Anyway, Astin's book. Mostly it's about his experiences making the LOTR movies, which is really the only reason anyone would buy it. I mean, he's the son of famous parents, but aside from these movies he hasn't done anything earthshaking (yet). He's clearly got a long career ahead of him including, as he says several times in the book, holding public office - and by the time he's 60 he'll probably have loads of great stories to tell. For now, you'll have to settle for some low-level gossip about his co-stars (Ian McKellan stole his makeup artist! Elijah Wood smokes clove cigarettes! Christopher Lee was mad that his scenes were cut from ROTK!) and some fairly interesting glimpses of what it was like to work for Peter Jackson for three years. A good afternoon read.

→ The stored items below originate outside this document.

PR #1491, opened 2018-08-10
Improve Convolution Gradient() Method

ShikharJ:
I'll need to test for the outputs of the GANs. Then this can be merged.

PR #1493, opened 2018-08-13
Improve TransposedConvolution layer.

akhandait:


src/mlpack/methods/ann/layer/transposed_convolution.hpp
```diff
@@ -143,7 +153,7 @@ class TransposedConvolution
   OutputDataType& Gradient() { return gradient; }
 
   //! Get the input width.
-  size_t const& InputWidth() const { return inputWidth; }
+  size_t const& InputWidth () const { return inputWidth; }
```
ShikharJ: I think this change can be undone.

src/mlpack/tests/ann_layer_test.cpp
```diff
@@ -1448,32 +1448,30 @@ BOOST_AUTO_TEST_CASE(SimpleTransposedConvolutionLayerTest)
...
 
-  // Test the Backward function.
+  // Test the backward function.
   module1.Backward(std::move(input), std::move(output), std::move(delta));
-  BOOST_REQUIRE_EQUAL(arma::accu(delta), 720);
+  // Value calculated using tensorflow.nn.conv2d()
+  BOOST_REQUIRE_EQUAL(arma::accu(delta), 690.0);
 
-  TransposedConvolution<> module2(1, 1, 4, 4, 1, 1, 2, 2, 5, 5);
+  TransposedConvolution<> module2(1, 1, 3, 3, 1, 1, 1, 1, 6, 6, 6, 6);
```
ShikharJ: Please keep the original parameters here. These tests follow from the same Convolutional Aithmetic report, figure 4.1 and onwards.

src/mlpack/tests/ann_layer_test.cpp
```diff
@@ -1448,32 +1448,30 @@ BOOST_AUTO_TEST_CASE(SimpleTransposedConvolutionLayerTest)
...
-  input = arma::linspace<arma::colvec>(0, 24, 25);
+  input = arma::linspace<arma::colvec>(0, 35, 36);
   module2.Parameters() = arma::mat(16 + 1, 1, arma::fill::zeros);
   module2.Parameters()(0) = 1.0;
-  module2.Parameters()(3) = 1.0;
-  module2.Parameters()(6) = 1.0;
-  module2.Parameters()(9) = 1.0;
-  module2.Parameters()(12) = 1.0;
-  module2.Parameters()(15) = 2.0;
+  module2.Parameters()(8) = 2.0;
```
ShikharJ: Same here, we're testing for different variations.

ShikharJ:
@akhandait You can rebase to master now. #1491 is merged.

src/mlpack/tests/ann_layer_test.cpp
akhandait: @ShikharJ As far as I could figure out, `tf.nn.conv2d_transpose` doesn't allow size to go down(As it only allows VALID or SAME padding on the output size). In the above example, using the current formula for output size, it should be 4. Can you tell me what parameters(in the `tf.nn.conv2d_transpose` function) along with the below weights did you use to arrive at the value 2100?

ShikharJ: @akhandait I don't think the size should decrease, take a look at Figure 4.2, aren't you able to obtain an output size of 8? I don't remember the parameters from the top of my head, though I can derive them, just give me sometime, I need to reinstall tensorflow. I have sort of moved on to Pytorch these days.

akhandait: Sorry for the super late response. I understand the approach that was used. The output size calculated this way includes the padding added to the input of the equivalent convolution operation. However, most of the deep learning frameworks don't do that.(I tried Tensorflow, PyTorch and Thenao is exactly the same as our new implementation.) So, we will have to change the parameters. For example, in this case, the output size should actually be 6(as shown in the figure, 1 + 1 is the padding and 8 is not the size of the original input. I tested it in PyTorch.) In PyTorch and our new implementation, this case should have parameters like this:
kernel size = 4
stride = 1
padding = 1(what all deep learning frameworks do is take the padding of the equivalent convolution operation, so here padding of 1 was used which changed the actual input size 6x6 to 8x8. We should output 6 and not 8.)
inputHeight and Width = 5
outputHight and Width = 6
So, 5 = (6 + 2(1) - 4) / 1 + 1
But, as you correctly mentioned, we should test all the cases from that paper. I am going to shift to PyTorch for calculating the values for testing as Tensorflow unfortunately only allows 'SAME' and `VALID` padding which means we can't decrease size using transposed conv.

akhandait: @zoq Please verify this.

akhandait: @ShikharJ @zoq Can you please comment on this?

zoq: @akhandait Sorry for the slow response, I don't see any reason against the change; I did also check PyTorch and as you already said it's the same parameter set.

akhandait: @zoq Do you have any further comments on the PR? Can you give it a final review?

ShikharJ: @akhandait Your approach sounds reasonable to me, I was actually referring to the decreased kernel sizes which have now been fixed. I'll need to run the tests for the GANs and test their output, and cross check the tests as well. I'm planning on doing these over the weekend. I'll let you know what I find.

akhandait: @ShikharJ Sounds good. Thanks!

zoq:
Looks like the Transposed layer test failed.

akhandait:
@zoq It should pass now.

src/mlpack/tests/ann_layer_test.cpp
```diff
@@ -1347,63 +1350,66 @@ BOOST_AUTO_TEST_CASE(SimpleTransposedConvolutionLayerTest)
...
   BOOST_REQUIRE_EQUAL(arma::accu(output), 6000.0);
 
   // Test the backward function.
   module4.Backward(std::move(input), std::move(output), std::move(delta));
-  BOOST_REQUIRE_EQUAL(arma::accu(delta), 86208);
+  // Value calculated using torch.nn.functional.conv2d()
+  BOOST_REQUIRE_EQUAL(arma::accu(delta), 86208.0);
 
-  TransposedConvolution<> module5(1, 1, 3, 3, 2, 2, 0, 0, 5, 5);
+  TransposedConvolution<> module5(1, 1, 3, 3, 2, 2, 0, 0, 2, 2, 5, 5);
```
ShikharJ: Can you use the same input sizes here as well from the paper as done above?

ShikharJ:
I think these changes also need to be made in `gan_test.cpp` file.

ShikharJ:
@akhandait Sorry if I'm being unreasonable, but I'm unable to understand the rationale behind inserting the zeros on the input first and then applying convolution operation. Could you explain a bit on that? Also, I think since both the `ForwardConvolutionRule` and `BackwardConvolutionRule` are `valid`, I think it'd be better to use them in `Forward` and `Backward` functions respectively.

akhandait:
@zoq @ShikharJ Sorry for the inactivity on this one, I got busy with some other things. I will get back on this in a couple of days.

src/mlpack/tests/ann_layer_test.cpp
akhandait: Maybe there's been some confusion. They already are according to the paper. The above module 5 has input size 2 and output size 5 which follows 4.5 in the paper, similarly the modules 6 and 7 follow 4.6 and 4.7 respectively.

akhandait:
@ShikharJ Inserting zeros has been done to implement fractionally strided convolutions with the current convolution rules. Another way could have been to implement another convolution rule for fractionally strided convolution which performs it without actually adding zeros in the input. But this way for easier for the time being.

akhandait:
@ShikharJ Any updates here?

ShikharJ:
@akhandait Apologies, I'll get back on reviewing this and give you an update soon.

zoq:
@akhandait looks like there is a merge conflict, I can resolve this one if you like, just let me know. @ShikharJ Any update on this one from your side?

ShikharJ:
@zoq I had been primarily busy with CycleGAN recently, but I think this is close to completion, just need to check the output on the GANs.

akhandait:
I resolved it, let's check the tests now.

ShikharJ:
@akhandait This seems to have a bit of style issues, do you think you can rectify them?

akhandait:
Hey @ShikharJ, Jenkins isn't showing me where the checks have failed, it instead shows a Stack trace. Can you please restart the Jenkins build as I am not sure how to?

zoq:

akhandait:
@zoq @ShikharJ I can't understand the static checks warning here:
"The expression `kW - padW - 1 > 0` will work as `kW - padW != 1`." - line 211, 233
Why is it `!= 1`?
If they had said `> 1`, I wouldn't have worried about it, but I can't figure out this case.

rcurtin:
@akhandait I think both `kW` and `padW` are `size_t`, so this has to do with the fact that negative numbers can't be represented.  If `kW < padW` (which hopefully should not be the case) then `kW - padW` is some giant number greater than 0.  So, the only situation for which we can make the condition `kW - padW - 1 > 0` false is when `kW - padW - 1 == 0`, or, when `kW - padW == 1` (hence, the suggested condition of `kW - padW != 1`.  I think this is right, hope it helps. :)

akhandait:
@rcurtin Ahh I missed that, silly error. I will just cast it to `int`.

src/mlpack/methods/ann/layer/transposed_convolution.hpp
```diff
@@ -222,18 +214,23 @@ class TransposedConvolution
    * @param input The input to be padded.
    * @param wPad Padding width of the input.
    * @param hPad Padding height of the input.
+   * @param wExtra The number of extra zeros to the right.
+   * @param hExtra The number of extra zeros to the bottom.
    * @param output The padded output data.
    */
   template<typename eT>
   void Pad(const arma::Mat<eT>& input,
```
saksham189: Maybe we could introduce a `Padding` layer and use that inside the convolution layers to avoid redundant code.
[Pytorch already has support](https://pytorch.org/docs/stable/nn.html#padding-layers) for quite a lot of padding layers. This would also make the implementation more clear.

akhandait: @saksham189 Has there been any discussion on this on irc after you posted this? I think this might be good idea and should be given some thought.

zoq: Sorry for the slow response, makes totally sense to me.

saksham189: @akhandait I will work on adding the Padding layer and remove the redundant code in a new PR so that it is easy to review.

zoq:
Sorry for the slow response, happy to resolve the merge conflict, just let me know.

src/mlpack/methods/ann/layer/transposed_convolution.hpp
```diff
@@ -246,20 +243,81 @@ class TransposedConvolution
...
+          input.n_cols * dH - dH + 1);
+    }
+
+    for (size_t i = 0; i < output.n_rows; i += dH)
+    {
+      for (size_t j = 0; j < output.n_cols; j += dW)
+      {
+        // TODO: Use [] instead of () for speedup after this is completely
+        // debugged and approved.
+        output(i, j) = input(i / dH, j / dW);
```
zoq: Not sure using ``[]`` will bring us any speedup here, but maybe I missed something.

src/mlpack/methods/ann/layer/transposed_convolution.hpp
```diff
@@ -246,20 +243,81 @@ class TransposedConvolution
...
+   * Note: This function should be used before the Pad() function.
+   *
+   * @param input The input to be padded.
+   * @param dW Stride of filter application in the x direction.
+   * @param dH Stride of filter application in the y direction.
+   * @param output The padded output data.
+   */
+  template<typename eT>
+  void InsertZeros(const arma::Mat<eT>& input,
+                   size_t dW,
```
zoq: Maybe for consistency we should use ``const size_t``.

src/mlpack/methods/ann/layer/transposed_convolution.hpp
```diff
@@ -246,20 +243,81 @@ class TransposedConvolution
...
    * @param hPad Padding height of the input.
+   * @param wExtra The number of extra zeros to the right.
+   * @param hExtra The number of extra zeros to the bottom.
    * @param output The padded output data.
    */
   template<typename eT>
   void Pad(const arma::Cube<eT>& input,
            size_t wPad,
            size_t hPad,
+           size_t wExtra,
```
zoq: See comment below, looks like this applies to ``wPad, hPad`` as well.

src/mlpack/methods/ann/layer/transposed_convolution.hpp
```diff
@@ -246,20 +243,81 @@ class TransposedConvolution
...
+   * Note: This function should be used before the Pad() function.
+   *
+   * @param input The input to be padded.
+   * @param dW Stride of filter application in the x direction.
+   * @param dH Stride of filter application in the y direction.
+   * @param output The padded output data.
+   */
+  template<typename eT>
+  void InsertZeros(const arma::Cube<eT>& input,
+                   size_t dW,
```
zoq: See comment above.

src/mlpack/methods/ann/layer/transposed_convolution_impl.hpp
```diff
@@ -60,19 +60,21 @@ TransposedConvolution<
...
     dH(dH),
-    padW(padW),
-    padH(padH),
+    padW(kW - padW - 1),
+    padH(kH - padH - 1),
     inputWidth(inputWidth),
     inputHeight(inputHeight),
-    outputWidth(0),
-    outputHeight(0)
+    outputWidth(outputWidth),
```
zoq: We should update the serialisation as well.

src/mlpack/methods/ann/layer/transposed_convolution.hpp
akhandait: Isn't `[]` an optimized version of `()` without bounds check? It's mentioned in the Armadillo docs.

zoq: Right, this should only matter in debug mode:

ARMA_NO_DEBUG |   | Disable all run-time checks, such as bounds checking. This will result in faster code, but you first need to make sure that your code runs correctly! We strongly recommend to have the run-time checks enabled during development, as this greatly aids in finding mistakes in your code, and hence speeds up development. We recommend that run-time checks be disabled only for the shipped version of your program (ie. final release build).
-- | -- | --

akhandait: Oh, I didn't know that. I guess I'll leave it with `()` then, might actually be useful in debug mode if something goes wrong.

src/mlpack/methods/ann/layer/transposed_convolution_impl.hpp
akhandait: Sorry, but I didn't really get what you meant here.

src/mlpack/methods/ann/layer/transposed_convolution.hpp
```diff
@@ -247,6 +352,12 @@ class TransposedConvolution
   //! Locally-stored padding height.
   size_t padH;
 
+  //! Locally-stored number of zeros added to the right of input.
+  size_t aW;
+
+  //! Locally-stored number of zeros added to the right of input.
```
walragatver: Instead of `right`, I think it should be `top`.

src/mlpack/methods/ann/layer/transposed_convolution_impl.hpp
```diff
@@ -60,19 +60,21 @@ TransposedConvolution<
...
+    outputHeight(outputHeight)
 {
   weights.set_size((outSize * inSize * kW * kH) + outSize, 1);
   padding = new Padding<>(padW, padW, padH, padH);
```
walragatver: Over here @saksham189 has added a `padding` layer. But he has not used it anywhere. Can you use it while making these changes?

src/mlpack/methods/ann/layer/transposed_convolution_impl.hpp
```diff
@@ -119,8 +121,35 @@ void TransposedConvolution<
...
+
+  if (dW > 1 || dH > 1)
+  {
+    InsertZeros(inputTemp, dW, dH, inputExpandedTemp);
+
+    if (padW != 0 || padH != 0 || aW != 0 || aH != 0)
+      Pad(inputExpandedTemp, padW, padH, aW, aH, inputPaddedTemp);
+    else
+    {
+      inputPaddedTemp = arma::Cube<eT>(inputExpandedTemp.memptr(),
```
walragatver: I think we can optimize this code. But this will change after using the `padding` layer.

src/mlpack/methods/ann/layer/transposed_convolution_impl.hpp
rcurtin: Agreed, should we also serialize the members `aH` and `aW` in `serialize()`?  (Also, should we initialize them here?)

src/mlpack/methods/ann/layer/transposed_convolution.hpp
rcurtin: Looks like the Padding layer is done and merged; should we incorporate those changes here, or maybe in another PR after this is merged?  It may be worth opening an issue so we don't forget. :)

akhandait:
@rcurtin I have a very busy week ahead of me. I don't think I can incorporate the Padding layer before the release. Should I make the minor changes so that we can get the PR merged for the release, or just wait out this release and then merge the PR with the Padding layer?

rcurtin:
@akhandait no need to make a stressful week worse---maybe can you make the minor changes so we can merge this, then we can open an issue for the refactoring with the `Padding` layer, and that can happen later?  Let me know if that would work for you. :+1:

akhandait:
@rcurtin I guess that would be much better for me right now, thanks! I'll push the changes tomorrow.

src/mlpack/methods/ann/layer/transposed_convolution.hpp
```diff
@@ -65,6 +71,8 @@ class TransposedConvolution
    * @param padH Padding height of the input.
```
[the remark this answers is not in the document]
akhandait: I had added two notes above the @param listing to clarify this thing. Do you think that's enough? Or should we mention it for individual parameters?

src/mlpack/methods/ann/layer/transposed_convolution_impl.hpp
akhandait: I think we should do both of those things. Thanks for pointing out.

src/mlpack/methods/ann/layer/transposed_convolution.hpp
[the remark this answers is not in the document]
walragatver: I will say. Let's write it. If we look at some other layers then their @param listing is quite similar to this layer. So people (`like me`) may skip reading the upward note. I don't know whether my view is correct or not so it's totally up to you.

rcurtin:
@walragatver pointed out in IRC today that we shouldn't wait on the release any longer, as mlpack 3.1.1 downloads `ensmallen-latest.tar.gz`---which as of ensmallen 2.10.0 no longer works!  I agreed, so I've gone ahead and released 3.2.0 tonight (which doesn't have the same issue as 3.1.1 did with respect to the ensmallen version), and I've moved this to the 3.2.1 milestone.  Once this is finished and merged we can easily issue a patch release. :+1:

src/mlpack/methods/ann/layer/transposed_convolution_impl.hpp
```diff
@@ -280,9 +340,16 @@ void TransposedConvolution<
...
   ar & BOOST_SERIALIZATION_NVP(outputWidth);
   ar & BOOST_SERIALIZATION_NVP(outputHeight);
+  ar & BOOST_SERIALIZATION_NVP(aW);
+  ar & BOOST_SERIALIZATION_NVP(aH);
 
   if (Archive::is_loading::value)
+  {
     weights.set_size((outSize * inSize * kW * kH) + outSize, 1);
+
+    aW = (outputWidth + kW - 2 * padW - 2) % dW;
```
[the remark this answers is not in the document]
rcurtin: Ah, actually, this is a good point.  If we are serializing `aW` and `aH`, then we have to handle reverse compatibility.  (That's not hard but it's just a little bit tedious.)  Since as far as I can tell `aW` and `aH` are always computed, I'd suggest that we just remove the two lines `ar & BOOST_SERIALIZATION_NVP(aw);` and `ar & BOOST_SERIALIZATION_NVP(aH);` above.

rcurtin:
It looks like there is still a travis test failing, also.  If nobody has any time, I can try and debug it.

akhandait:
Sorry for stalling here. I am having issues building mlpack on my system, so it became harder to work on this as I need to wait for travis to build and then debug through those errors. I'll still try completing this today.

zoq:
Hopefully the build issues you see, are fixed with the latest ensmallen + mlpack version.

rcurtin:
@akhandait no problem, and I'm happy to help try and debug your system if you like, just let me know.  I think @zoq is right that the update of ensmallen might be the thing that makes a difference here; if you make sure the branch is rebased against master and then delete/remake your build directory, that should work out any issues (I hope).

akhandait:
@zoq It didn't :(. I am using ensmallen 2.10.3 and mlpack latest master(so rebase isn't an issue). I just posted the entire error on irc. Can you please see if it seems familiar? If not I will post the build config so that someone can reproduce it.

akhandait:
Hmm, one of the jobs in travis is still failing due to some reason. I don't think it's due to this PR though.

rcurtin:
You're right, it just timed out.  Let me try running it again and we'll see what happens...

akhandait:
I forgot to update `HISTORY.md` before the merge, could someone please do it? Or should I commit directly to the repository?

zoq:
Update ``HISTORY.md``in https://github.com/mlpack/mlpack/commit/7d677d0cd0460242bab28ee14aca1cd88def395d.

I gotta say, though, riding Astin's emotional roller coaster does get tiresome. Never having read the books, Astin didn't know who Sam was or how important he was to the soul of the story, or that Sam only realizes his strength over the course of the quest. So he spent a lot of time worrying about Sam coming off like a buffoon and not having as much screen time as the other characters in the first two movies. This problem could have been easily solved if he had just READ THE DAMN BOOKS before he started the movie! Or, failing that, he could have hired a rabid Tolkien fan (like me) to explain it all to him and tell him in no uncertain terms that yes, Samwise Gamgee is in fact the goddamn hero. And that he should've been nominated for an Oscar.